Records drawn from a dataset
────────────────

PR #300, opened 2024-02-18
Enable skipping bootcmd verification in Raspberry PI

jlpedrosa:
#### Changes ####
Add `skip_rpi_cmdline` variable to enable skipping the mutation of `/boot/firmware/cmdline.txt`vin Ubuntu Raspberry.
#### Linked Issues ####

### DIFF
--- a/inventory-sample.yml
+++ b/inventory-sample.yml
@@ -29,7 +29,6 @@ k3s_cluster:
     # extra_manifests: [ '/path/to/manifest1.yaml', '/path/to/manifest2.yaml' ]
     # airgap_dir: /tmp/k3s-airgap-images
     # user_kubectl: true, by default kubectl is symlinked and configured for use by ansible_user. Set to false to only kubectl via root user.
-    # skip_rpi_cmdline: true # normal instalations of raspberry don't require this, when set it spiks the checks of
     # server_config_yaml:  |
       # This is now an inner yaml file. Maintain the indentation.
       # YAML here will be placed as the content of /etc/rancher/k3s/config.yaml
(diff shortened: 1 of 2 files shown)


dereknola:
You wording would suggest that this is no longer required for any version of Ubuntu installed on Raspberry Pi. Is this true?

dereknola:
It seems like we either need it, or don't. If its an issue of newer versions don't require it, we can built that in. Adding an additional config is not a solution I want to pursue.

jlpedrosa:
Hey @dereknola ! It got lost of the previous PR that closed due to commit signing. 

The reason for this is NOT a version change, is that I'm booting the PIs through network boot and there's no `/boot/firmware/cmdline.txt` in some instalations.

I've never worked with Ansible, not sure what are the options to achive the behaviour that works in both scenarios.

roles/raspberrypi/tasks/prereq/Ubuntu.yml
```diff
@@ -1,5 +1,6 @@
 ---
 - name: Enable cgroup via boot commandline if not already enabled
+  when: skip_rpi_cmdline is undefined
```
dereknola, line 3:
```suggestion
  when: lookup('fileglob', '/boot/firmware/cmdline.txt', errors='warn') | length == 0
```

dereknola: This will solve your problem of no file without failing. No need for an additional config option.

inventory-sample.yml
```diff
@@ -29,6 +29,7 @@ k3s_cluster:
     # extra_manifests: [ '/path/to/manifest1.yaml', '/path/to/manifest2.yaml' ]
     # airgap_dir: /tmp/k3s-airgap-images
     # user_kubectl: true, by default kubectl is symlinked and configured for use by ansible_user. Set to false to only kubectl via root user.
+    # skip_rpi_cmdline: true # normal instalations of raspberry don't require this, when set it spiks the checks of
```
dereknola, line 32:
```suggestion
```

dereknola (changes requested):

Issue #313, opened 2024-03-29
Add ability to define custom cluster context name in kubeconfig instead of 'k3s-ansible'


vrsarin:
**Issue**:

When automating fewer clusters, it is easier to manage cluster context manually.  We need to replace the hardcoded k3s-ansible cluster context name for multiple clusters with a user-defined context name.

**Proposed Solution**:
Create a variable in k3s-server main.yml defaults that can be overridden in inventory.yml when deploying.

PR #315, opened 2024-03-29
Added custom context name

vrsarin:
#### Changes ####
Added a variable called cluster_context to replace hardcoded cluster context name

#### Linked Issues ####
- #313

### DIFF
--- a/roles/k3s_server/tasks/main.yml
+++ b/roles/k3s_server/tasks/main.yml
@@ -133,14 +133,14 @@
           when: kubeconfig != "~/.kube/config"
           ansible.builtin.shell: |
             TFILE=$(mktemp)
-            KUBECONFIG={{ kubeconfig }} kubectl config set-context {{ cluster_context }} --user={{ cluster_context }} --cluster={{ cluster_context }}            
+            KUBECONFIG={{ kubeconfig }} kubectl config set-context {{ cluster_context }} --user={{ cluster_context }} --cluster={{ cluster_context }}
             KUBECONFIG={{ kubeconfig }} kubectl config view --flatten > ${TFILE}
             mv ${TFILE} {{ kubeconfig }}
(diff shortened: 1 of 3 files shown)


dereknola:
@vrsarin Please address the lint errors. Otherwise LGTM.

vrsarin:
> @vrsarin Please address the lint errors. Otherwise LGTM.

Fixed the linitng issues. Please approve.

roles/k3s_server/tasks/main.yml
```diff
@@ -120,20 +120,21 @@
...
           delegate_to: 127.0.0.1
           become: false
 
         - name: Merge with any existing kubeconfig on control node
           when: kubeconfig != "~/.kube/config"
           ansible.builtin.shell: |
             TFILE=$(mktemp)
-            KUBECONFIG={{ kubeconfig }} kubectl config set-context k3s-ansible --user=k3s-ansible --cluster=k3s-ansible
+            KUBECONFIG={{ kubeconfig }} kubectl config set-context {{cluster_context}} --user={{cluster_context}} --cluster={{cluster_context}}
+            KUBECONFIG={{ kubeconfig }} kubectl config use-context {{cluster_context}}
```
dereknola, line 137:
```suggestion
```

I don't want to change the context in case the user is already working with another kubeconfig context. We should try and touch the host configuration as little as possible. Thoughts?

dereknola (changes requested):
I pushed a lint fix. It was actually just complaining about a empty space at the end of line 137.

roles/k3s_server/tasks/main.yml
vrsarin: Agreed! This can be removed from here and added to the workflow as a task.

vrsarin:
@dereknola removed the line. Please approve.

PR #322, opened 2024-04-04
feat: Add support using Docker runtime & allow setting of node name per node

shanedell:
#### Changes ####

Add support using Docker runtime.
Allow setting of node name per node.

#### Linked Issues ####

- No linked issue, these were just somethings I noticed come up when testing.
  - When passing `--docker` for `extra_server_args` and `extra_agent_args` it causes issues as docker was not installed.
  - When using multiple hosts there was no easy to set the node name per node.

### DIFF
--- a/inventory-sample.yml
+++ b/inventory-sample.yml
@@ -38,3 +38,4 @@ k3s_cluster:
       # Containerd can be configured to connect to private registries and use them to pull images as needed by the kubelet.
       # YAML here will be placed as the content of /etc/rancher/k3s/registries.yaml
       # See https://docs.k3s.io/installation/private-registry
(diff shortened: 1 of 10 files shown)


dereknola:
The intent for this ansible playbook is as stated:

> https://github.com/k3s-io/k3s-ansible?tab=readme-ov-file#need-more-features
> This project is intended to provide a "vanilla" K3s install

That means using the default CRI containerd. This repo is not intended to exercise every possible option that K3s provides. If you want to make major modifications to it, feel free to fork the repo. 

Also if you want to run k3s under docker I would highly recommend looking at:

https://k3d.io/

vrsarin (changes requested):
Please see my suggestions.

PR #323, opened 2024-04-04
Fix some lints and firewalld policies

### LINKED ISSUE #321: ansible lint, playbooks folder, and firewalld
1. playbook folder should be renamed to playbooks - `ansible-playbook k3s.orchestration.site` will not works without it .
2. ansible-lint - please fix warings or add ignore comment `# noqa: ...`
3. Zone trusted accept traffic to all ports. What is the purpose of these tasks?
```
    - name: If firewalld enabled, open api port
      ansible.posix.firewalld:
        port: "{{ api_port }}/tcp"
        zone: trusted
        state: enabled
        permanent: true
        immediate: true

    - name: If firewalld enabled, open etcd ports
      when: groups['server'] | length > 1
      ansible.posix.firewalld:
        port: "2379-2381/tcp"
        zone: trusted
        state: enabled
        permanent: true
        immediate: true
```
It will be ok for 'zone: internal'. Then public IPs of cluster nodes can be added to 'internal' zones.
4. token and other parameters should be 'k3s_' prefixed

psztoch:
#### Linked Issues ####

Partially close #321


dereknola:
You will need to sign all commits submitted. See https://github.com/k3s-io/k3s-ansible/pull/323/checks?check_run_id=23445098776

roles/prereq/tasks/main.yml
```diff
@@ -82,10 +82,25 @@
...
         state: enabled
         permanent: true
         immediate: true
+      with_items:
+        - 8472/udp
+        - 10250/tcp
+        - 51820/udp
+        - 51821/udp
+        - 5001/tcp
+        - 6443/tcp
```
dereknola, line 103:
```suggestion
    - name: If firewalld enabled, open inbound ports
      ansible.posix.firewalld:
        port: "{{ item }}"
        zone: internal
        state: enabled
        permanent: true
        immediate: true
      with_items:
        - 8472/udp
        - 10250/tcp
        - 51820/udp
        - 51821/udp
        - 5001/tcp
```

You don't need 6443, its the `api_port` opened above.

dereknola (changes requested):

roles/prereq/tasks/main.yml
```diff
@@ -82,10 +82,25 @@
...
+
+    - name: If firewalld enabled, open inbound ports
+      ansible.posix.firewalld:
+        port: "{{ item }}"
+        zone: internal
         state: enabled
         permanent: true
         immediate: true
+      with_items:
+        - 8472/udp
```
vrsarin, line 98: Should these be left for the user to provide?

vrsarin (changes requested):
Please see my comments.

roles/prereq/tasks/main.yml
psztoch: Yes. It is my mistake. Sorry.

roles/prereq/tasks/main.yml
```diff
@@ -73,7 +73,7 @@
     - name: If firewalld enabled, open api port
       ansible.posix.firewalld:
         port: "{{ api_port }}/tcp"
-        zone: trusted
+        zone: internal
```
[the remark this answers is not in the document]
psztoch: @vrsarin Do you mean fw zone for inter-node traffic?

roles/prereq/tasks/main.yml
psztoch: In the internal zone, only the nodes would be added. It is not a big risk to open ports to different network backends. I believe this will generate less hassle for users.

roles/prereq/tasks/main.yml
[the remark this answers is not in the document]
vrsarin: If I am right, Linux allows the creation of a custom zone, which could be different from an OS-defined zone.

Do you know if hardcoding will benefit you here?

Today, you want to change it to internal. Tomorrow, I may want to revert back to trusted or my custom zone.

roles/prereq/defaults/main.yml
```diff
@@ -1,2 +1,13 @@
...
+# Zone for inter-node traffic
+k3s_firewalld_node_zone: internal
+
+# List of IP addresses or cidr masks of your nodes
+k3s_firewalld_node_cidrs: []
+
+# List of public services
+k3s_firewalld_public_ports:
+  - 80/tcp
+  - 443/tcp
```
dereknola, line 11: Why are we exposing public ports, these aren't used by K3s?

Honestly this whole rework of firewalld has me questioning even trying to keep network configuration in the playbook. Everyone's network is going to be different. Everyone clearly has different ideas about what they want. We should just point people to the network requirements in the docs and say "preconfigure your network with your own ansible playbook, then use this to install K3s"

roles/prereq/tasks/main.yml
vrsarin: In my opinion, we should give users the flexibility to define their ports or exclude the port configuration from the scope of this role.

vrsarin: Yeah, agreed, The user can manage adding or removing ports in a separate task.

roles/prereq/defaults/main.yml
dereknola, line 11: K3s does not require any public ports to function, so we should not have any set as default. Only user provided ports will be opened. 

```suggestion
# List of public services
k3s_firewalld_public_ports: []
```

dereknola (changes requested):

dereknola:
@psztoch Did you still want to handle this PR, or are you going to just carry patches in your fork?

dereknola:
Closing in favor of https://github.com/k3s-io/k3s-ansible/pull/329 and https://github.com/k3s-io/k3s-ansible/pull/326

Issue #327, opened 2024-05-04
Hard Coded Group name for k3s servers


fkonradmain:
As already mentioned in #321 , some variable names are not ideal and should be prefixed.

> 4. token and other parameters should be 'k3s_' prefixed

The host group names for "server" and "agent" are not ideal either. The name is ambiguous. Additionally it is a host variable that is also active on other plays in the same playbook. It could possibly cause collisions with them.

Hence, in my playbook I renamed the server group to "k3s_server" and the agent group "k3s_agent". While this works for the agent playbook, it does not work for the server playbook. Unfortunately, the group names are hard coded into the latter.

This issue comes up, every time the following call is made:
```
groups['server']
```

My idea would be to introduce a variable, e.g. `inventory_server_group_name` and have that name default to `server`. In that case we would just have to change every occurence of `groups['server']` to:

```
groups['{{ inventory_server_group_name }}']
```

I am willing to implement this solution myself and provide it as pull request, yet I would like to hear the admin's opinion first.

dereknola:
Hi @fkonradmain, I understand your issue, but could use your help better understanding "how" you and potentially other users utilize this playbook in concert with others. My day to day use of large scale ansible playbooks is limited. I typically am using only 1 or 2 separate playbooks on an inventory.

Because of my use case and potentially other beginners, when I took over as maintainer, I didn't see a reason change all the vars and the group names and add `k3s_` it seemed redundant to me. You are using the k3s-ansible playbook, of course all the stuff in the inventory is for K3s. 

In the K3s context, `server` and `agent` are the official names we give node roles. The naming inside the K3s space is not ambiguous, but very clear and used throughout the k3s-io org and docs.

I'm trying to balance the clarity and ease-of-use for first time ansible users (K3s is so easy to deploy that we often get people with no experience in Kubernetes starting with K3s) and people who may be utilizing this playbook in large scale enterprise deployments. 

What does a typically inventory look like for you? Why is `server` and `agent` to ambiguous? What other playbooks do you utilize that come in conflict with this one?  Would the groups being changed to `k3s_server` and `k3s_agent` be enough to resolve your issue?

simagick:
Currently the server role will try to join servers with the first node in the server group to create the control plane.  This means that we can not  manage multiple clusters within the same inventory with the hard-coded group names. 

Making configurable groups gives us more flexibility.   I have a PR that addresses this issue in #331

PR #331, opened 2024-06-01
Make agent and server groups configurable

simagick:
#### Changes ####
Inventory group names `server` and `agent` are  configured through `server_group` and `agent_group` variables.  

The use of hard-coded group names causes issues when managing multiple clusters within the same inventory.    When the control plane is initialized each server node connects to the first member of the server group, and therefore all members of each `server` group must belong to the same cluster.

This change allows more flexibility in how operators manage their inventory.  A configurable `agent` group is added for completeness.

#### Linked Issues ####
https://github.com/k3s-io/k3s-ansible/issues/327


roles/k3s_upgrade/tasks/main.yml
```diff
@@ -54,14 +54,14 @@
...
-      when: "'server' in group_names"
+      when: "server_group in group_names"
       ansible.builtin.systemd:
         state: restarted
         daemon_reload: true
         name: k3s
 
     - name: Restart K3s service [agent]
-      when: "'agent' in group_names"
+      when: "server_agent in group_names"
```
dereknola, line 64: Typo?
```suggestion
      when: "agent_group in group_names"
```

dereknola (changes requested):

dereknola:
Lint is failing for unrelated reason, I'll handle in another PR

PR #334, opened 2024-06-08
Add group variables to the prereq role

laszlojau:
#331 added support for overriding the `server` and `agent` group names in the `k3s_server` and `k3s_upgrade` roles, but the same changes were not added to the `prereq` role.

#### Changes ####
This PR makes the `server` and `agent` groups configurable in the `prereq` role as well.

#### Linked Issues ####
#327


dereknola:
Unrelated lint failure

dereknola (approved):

────────────────

Try it
Pull out every line of the records above that contains the word "used".

Written answer
dereknola, line 11: Why are we exposing public ports, these aren't used by K3s?
In the K3s context, `server` and `agent` are the official names we give node roles. The naming inside the K3s space is not ambiguous, but very clear and used throughout the k3s-io org and docs.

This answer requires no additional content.